Following from this computational exercise, the overall pattern of changes in debt composition after a storm can be summarized as follows. The largest part of the rise in debt is absorbed by the taking on of external debt by the central government. This may not be surprising given that, in the face of a sudden need of post-disaster financing, governments often rely on foreign lending bodies, such as the IMF or the World Bank. There is also an increase in the share of public corporation debt. However, in contrast to the central government most of this increase comes from borrowing from domestic lenders. While three quarters after a tropical storm strikes we find that there was no impact on the overall debt level, there was still some marginal reshuffling of debt between the four debt components for another quarter.

5 Conclusion

We investigate the impact of tropical storms on the accumulation of public debt and its decomposition using the case study of the Eastern Caribbean, a region characterized by high debt and tropical storm risk. Using a panel of quarterly data on debt and tropical storm damage over a 14-year period, we show that damaging storms cause public debt to increase only up to three quarters after the event, although potentially considerably so for very damaging storms. A large part of this debt increase is attributable to the taking on of loans from foreign rather than local lenders by the central government. This may not be surprising given that local credit markets may be particularly constrained after the damage a tropical storm causes, and often foreigner lenders, such as the IMF and World Bank, have to jump in to provide relief. We also discover that after a storm there is some shifting of lending away from the central government toward public corporations, although somewhat surprisingly the increase in debt due to these entities was mostly toward domestic lenders.
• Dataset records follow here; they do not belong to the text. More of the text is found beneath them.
PR #23023, opened 2025-02-27
security(deps): upgrade vite to 5.4.11

innerdvations:
### What does it do?

- upgrades vite to 5.4.11
- bump /docs pinned version of dompurify to 3.2.4

### Why is it needed?

CVE-2025-24010

### How to test it?

### Related issue(s)/PR(s)

### DIFF
--- a/docs/yarn.lock
+++ b/docs/yarn.lock
@@ -3244,6 +3244,13 @@ __metadata:
   languageName: node
   linkType: hard
 
+"@types/trusted-types@npm:^2.0.7":
+  version: 2.0.7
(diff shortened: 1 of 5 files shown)


innerdvations:
The CI keeps randomly encountering a weird npm install error with the nx package, seems like https://github.com/nrwl/nx/issues/29481 could be related. I'll see if it has to do with something in this PR or a general problem.

innerdvations:
Oops, sorry, not sure how that happened! I will see about releasing a hotfix today, although it's a fairly low vulnerability in our case since it only affects develop mode and not production, so it may not happen until next week.

PR #23024, opened 2025-02-27
feat(preview): refresh iframe when strapi updates

markkaylor:
### What does it do?

- Uses [window.postMessage](https://developer.mozilla.org/en-US/docs/Web/API/Window/postMessage) to inform the preview iframe that strapi was updated

### Why is it needed?

- To refresh the preview content without having to reload the page

### How to test it?

Go to a preview page. Make an update and click save or publish. You should see the data updated in the preview iframe. It should the correct data based on the document status.

### TODO

- [ ] Update the test env app to have an iframe that display content to run tests against. Not sure how that will go with testing in an iframe 🤔

### DIFF
--- a/examples/getstarted/src/admin/preview/dummy-preview.jsx
+++ b/examples/getstarted/src/admin/preview/dummy-preview.jsx
@@ -1,4 +1,4 @@
-import React from 'react';
+import * as React from 'react';
 import { useParams } from 'react-router-dom';
 
 // @ts-ignore
@@ -14,6 +14,20 @@ const PreviewComponent = () => {
     params: { locale, status },
     collectionType,
   });
+
+  React.useEffect(() => {
+    const handleStrapiUpdate = (event) => {
+      if (event.data?.type === 'strapiUpdate') {
+        window.location.reload();
+      }
+    };
+
+    window.addEventListener('message', handleStrapiUpdate);
+
+    return () => {
+      window.removeEventListener('message', handleStrapiUpdate);
+    };
+  }, []);
 
   return (
     <Layouts.Root>
--- a/examples/getstarted/src/admin/preview/dummy-preview.jsx
+++ b/examples/getstarted/src/admin/preview/dummy-preview.jsx
@@ -8,7 +8,7 @@ import { Grid, Flex, Typography, JSONInput } from '@strapi/design-system';
 
 const PreviewComponent = () => {
   const { uid: model, documentId, locale, status, collectionType } = useParams();
-  const { document } = useDocument({
+  const { document, refetch } = useDocument({
     model,
     documentId,
     params: { locale, status },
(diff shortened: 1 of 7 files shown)


examples/getstarted/src/admin/preview/dummy-preview.jsx
```diff
@@ -15,6 +15,20 @@ const PreviewComponent = () => {
     collectionType,
   });
 
+  React.useEffect(() => {
+    const handleStrapiUpdate = (event) => {
```
markkaylor, line 19: Add type

packages/core/content-manager/admin/src/preview/components/PreviewContent.tsx
remidej, line 1: I'm guessing you're moving this code because you think the side editor isn't really preview content. But aren't you removing the future flag behavior by enforcing the side editor here?

examples/getstarted/src/admin/preview/dummy-preview.jsx
```diff
@@ -15,6 +15,20 @@ const PreviewComponent = () => {
...
+      if (event.data?.type === 'strapiUpdate') {
+        window.location.reload();
+      }
```
remidej, line 22: this works but it would be nice to demo the cache invalidation method here to avoid a slow hard refresh.

I think we could update useDocument to expose the refetch function and call it here

packages/core/content-manager/admin/src/preview/components/PreviewHeader.tsx
```diff
@@ -183,6 +184,9 @@ const UnstablePreviewHeader = () => {
     documentId: document.documentId,
     document,
     meta,
+    onPreview: () => {
+      iframeRef?.current?.contentWindow?.postMessage({ type: 'strapiUpdate' });
+    },
   } satisfies DocumentActionProps;
```
remidej, line 190: Could you rename this object something like documentActionProps? Otherwise just reading props I'd think it's the component's props (UnstablePreviewHeader)

remidej (commented):
I really like your onPreview solution

packages/core/content-manager/admin/src/preview/components/PreviewContent.tsx
markkaylor: I did the `UnstablePreviewContent` inline so it was easier to pass the iframe ref. I think I'm still in the future flag condition though and otherwise should be returning the old `PreviewContent` component. I'll double check to make sure I didn't do something stupid.

markkaylor: It looks like everything is still working as expected with the future flag

remidej (approved):
It's beautiful. Maybe we should dispatch the event on publication as well?

markkaylor:
> It's beautiful. Maybe we should dispatch the event on publication as well?

It's not that clear in the diff but it should be dispatched for both UpdateAction and PublishAction. Did you not see publishing changes working the same?

Screenshot 2025-03-03 at 16 21 23

remidej:
@markkaylor you're right everything's good, the test i did was dumb

PR #23028, opened 2025-02-27
feat(content-manager): support right click open in content list

jorrit:
### What does it do?

This change allows users to right click a cell in the content list and open the edit page in a new browser window / tab.

### Why is it needed?

It's sometimes handy to open a bunch of content items in browser tabs to edit them.

### How to test it?

Open a content list page, right click an item and observe that the browser offers open in new tab etc.

### Related issue(s)/PR(s)

It was mentioned somewhere in an issue but I can't find it anymore.

### DIFF
--- a/packages/core/content-manager/admin/src/pages/ListView/ListViewPage.tsx
+++ b/packages/core/content-manager/admin/src/pages/ListView/ListViewPage.tsx
@@ -210,11 +210,13 @@ const ListViewPage = () => {
         defaultMessage: 'Untitled',
       });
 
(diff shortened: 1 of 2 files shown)


mathildeleg:
Hi there, thanks so much for your contribution ✨
I took at look at your PR but I think a better UX enhancement would be if the full row was right-clickable, rather than just if the content-type has a textfield, as some content-types may not have some and thus the right-clicking feature wouldn't be available, making it a bit confusing to the user!
I created a PR for this and thus will close yours, but thanks so much for bringing this up 🤗

jorrit:
That's also great, of course. Thanks for considering.

PR #23029, opened 2025-02-27
chore(content-manager): fix deprecation in Tooltip usage

jorrit:
### What does it do?

Replace references to the deprecated `description` property of the `Tooltip` component with `label`, as suggested.

### Why is it needed?

Forward compatibility with newer design-system releases that remove the deprecated `description` prop.

### How to test it?

Visit any page that uses a tooltip and observe that they still work.


Adzouz (approved):
LGTM, thanks a lot 🙏 I updated the branch to resolve conflicts. Will merge as soon as the pipelines pass!

PR #23035, opened 2025-02-28
fix: marketplace remove incorrect query param

Bassel17:
### What does it do?

Remove version query, that send the current strapi version to the marketplace api,

### Why is it needed?

The implementation of this version query is not correct

### How to test it?

- everything should be working the same when loading the marketplace
-check the requested marketplace api it should not contain `version=CURRENT_STRAPI_VERSION` or something like this 
`https://market-api.strapi.io/providers?pagination%5Bpage%5D=1&pagination%5BpageSize%5D=24&search=&version=5.10.3`

### DIFF
--- a/packages/core/admin/admin/src/pages/Marketplace/MarketplacePage.tsx
+++ b/packages/core/admin/admin/src/pages/Marketplace/MarketplacePage.tsx
@@ -90,7 +90,7 @@ const MarketplacePage = () => {
     possibleCollections,
     possibleCategories,
     pagination,
-  } = useMarketplaceData({ npmPackageType, debouncedSearch, query, tabQuery, strapiVersion });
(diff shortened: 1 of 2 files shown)


jhoward1994:
You mention on JIRA that the expected format is:

`https://market-api.strapi.io/plugins?pagination%5Bpage%5D=1&pagination%5BpageSize%5D=24&search=&version[]=v5`

Just to check should we be adjusting the query string to this rather than removing the whole thing?

Bassel17:
> You mention on JIRA that the expected format is:
> 
> `https://market-api.strapi.io/plugins?pagination%5Bpage%5D=1&pagination%5BpageSize%5D=24&search=&version[]=v5`
> 
> Just to check should we be adjusting the query string to this rather than removing the whole thing?

that would filter only the v5 plugins, am still waiting for Marco's plan on that

PR #23047, opened 2025-03-03
chore: remove or upgrade incorrect packages

innerdvations:
### What does it do?

- removes the `@strapi/pack-up` devDep in `packages/core/upload` because it's no longer needed
- upgrades `@actions/core` to 1.11.1
- upgrade and standardize `nx` and `nx/js` to 20.4.6 including the pinned version used by `lerna` so that they all use the same version

Doing them all together here because they are quite simple and they would cause merge conflicts if done separately since they affect several of the same subdeps

### Why is it needed?

- pack-up wasn't used, it was just a line we forgot to move when switching to rollup
- bumps the remaining vulnarble pinned usage of `serialize-javascript` to a non-vulnerable version
- partial fix for removing all versions of undici that were vulnerable to security issues
- fixed the flaky github CI caused by mismatched version of `nx`

NOTE: there are not currently any user-reaching usages of vulnerable versions of `undici`, this is just in tooling, but we're trying to get rid of those in order to have a clean yarn.lock
 
### How to test it?

if everything builds and the CI runs fine, it should work, these are all tooling packages

### Related issue(s)/PR(s)

DX-1917


Bassel17 (approved):
LGTM

PR #23052, opened 2025-03-03
chore: add documentId to tracking events

remidej:
### What does it do?

adds documentId to some tracking events
### Why is it needed?

telemetry for the product team to understand which features lead to more content being published
### How to test it?

- publish content
- update content
- create content

for each action inspect the devtools, see the tracking request, you should see the documentId in the eventProperties object

### DIFF
--- a/packages/core/admin/admin/src/features/Tracking.tsx
+++ b/packages/core/admin/admin/src/features/Tracking.tsx
@@ -131,7 +131,6 @@ interface EventWithoutProperties {
     | 'didNotCreateFirstAdmin'
     | 'didNotSaveComponent'
     | 'didPluginLearnMore'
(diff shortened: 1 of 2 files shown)


Marc-Roig:
how this will be used? is the intention to track how many diferent documents are published?

remidej:
@Marc-Roig I believe the intention is to check which features lead to more content being published. For example, does opening preview on an entry lead to it being published quicker

Marc-Roig:
@remidej how does the documentId enable such thing?

remidej:
@Marc-Roig we're tracking preview opens via willNavigate, it sends the whole URL, then we can parse the documentId from that URL on the other side

simotae14 (approved):
👏🏽

PR #23059, opened 2025-03-04
fix: add origin to preview message

remidej:
### What does it do?

- adds origin to preview postMessage events
- also uses the new icon for the side editor toggle
### Why is it needed?

fix cross-origin errors


markkaylor (dismissed):
Woah, great catch and a clever fix 🚀

markkaylor (approved):

PR #23068, opened 2025-03-05
chore(deps): upgrade esbuild-loader to 4.3.0

innerdvations:
### What does it do?

- removes `esbuild` dependency because we don't actually use it for anything
- upgrades `esbuild-loader` to 4.3.0 to have it depend on esbuild 0.25.0 which fixes GHSA-67mh-4wv8-2f99

### Why is it needed?

Partial resolution to warnings from GHSA-67mh-4wv8-2f99 although Strapi does not appear to be vulnerable

Example plugin template still includes reference to @strapi/pack-up which includes a vulnerable version, but the vulnerable functionality does not appear to be used in @strapi/pack-up either

### How to test it?

### Related issue(s)/PR(s)


Convly:
What areas should be tested in priority ? @innerdvations

innerdvations:
> What areas should be manually tested in priority in your opinion ? @innerdvations

The only thing that would have potentially changed is the webpack build for production, which I believe already has some issues with it, so I would say confirm that it still builds the same as without this PR.

Other than that, I really don't know why "esbuild" was in the deps list, maybe we used it at some point and forgot to remove it. I can't think of any way it could have side effects, so as long as everything still builds ok (`build`, `develop`, etc) it should be fine.

Convly (approved):

faduxw:
@innerdvations could you please also remove this dependency on v4.25

PR #23075, opened 2025-03-06
test(e2e): rbac roles

Convly:
### What does it do?

Add RBAC-related e2e tests to
- Create a role
- See a role
- Delete a role
- Edit a role
- Assign a role to a user
- All of the above in one scenario

### Why is it needed?

Improve the product stability

### How to test it?

```bash
yarn run test:e2e --domains=settings -- rbac --project=chromium
```


innerdvations (approved):
LGTM!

More generally, our results underline the need for disaster financing in the first few months after a disaster hits. Taking on debt to do so is arguably worrisome for countries that are already highly indebted, such as the island economies in the Eastern Caribbean. The reliance on foreign lenders in this regard hints potentially at the lack of financial development, or at least at the financial constraints faced after the damages of these events.